Obligation de produire la preuve
12 (1) L’obligation de produire la preuve d’un fait essentiel ou dans une question incombe en premier lieu à la partie qui a le fardeau de la persuasion relativement à ce fait ou à cette question.
(2) L’obligation de produire la preuve d’un fait essentiel ou dans une question passe à l’autre partie durant le procès, lorsque la partie qui a alors l’obligation de produire la preuve a
a) produit une preuve que des hommes raisonnables pourraient considérer comme ayant établi le fait en litige dans la mesure où ce fait doit être établi par cette partie; ou
b) établi le fait en sa faveur par une présomption réfutable de droit en vertu de l’article 13.
Présomptions réfutables de droit
13 Une présomption réfutable de droit s’applique dans un procès lorsque l’infraction à laquelle elle est applicable est en cause.
PARTIE IIConnaissance judiciaire
SECTION IIIConnaissance judiciaire
Restriction de la connaissance judiciaire
14 Sauf autorisation des présentes règles, une cour ne doit pas prendre judiciairement connaissance d’un fait ou d’une question.
Connaissance judiciaire requise
15 (1) Une cour doit, qu’elle en soit requise ou non par le procureur à charge ou l’accusé, prendre judiciairement connaissance de ce qui suit :
a) l’accession et le décès du souverain;
b) le titre et la signature du souverain;
c) la constitution du Canada;
d) le Grand Sceau du Canada;
e) les lois et résolutions du Parlement du Canada;
f) les lois et résolutions des législatures des provinces et des territoires du Canada;
g) les limites territoriales du Canada et des provinces du Canada;
h) l’existence d’un état d’urgence reconnu par le gouvernement du Canada;
i) l’élément ou l’unité en activité de service; et
j) le statut des gouvernements étrangers.
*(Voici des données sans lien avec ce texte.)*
PR #2147, opened 2020-09-30
fix: force markdown's wide 'code' tag to breakline

### LINKED ISSUE #2136: [firefox] width longer than 1385px breaks the design
It looks like that:

image

### LINKED ISSUE #2138: Downvote button not showing
The downvote button gets cut off on a 14'' screen.  I'm using Firefox.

(2) Une cour doit, qu’elle en soit requise ou non par le procureur à charge ou l’accusé, prendre judiciairement connaissance de la teneur, mais non de la publication ou de la suffisance de leur notification, des proclamations, décrets du Conseil, ordonnances ministérielles, mandats, lettres patentes, règles, règlements ou statuts administratifs, établis, rendus ou émis directement sous l’autorité d’une loi publique du Parlement du Canada ou de la législature d’une province du Canada, y compris les ORFC mais non limités à ces derniers, ainsi que des ordres et instructions donnés par écrit par le chef de l’état-major de la défense ou en son nom sous le régime de l’article 1.23 des ORFC.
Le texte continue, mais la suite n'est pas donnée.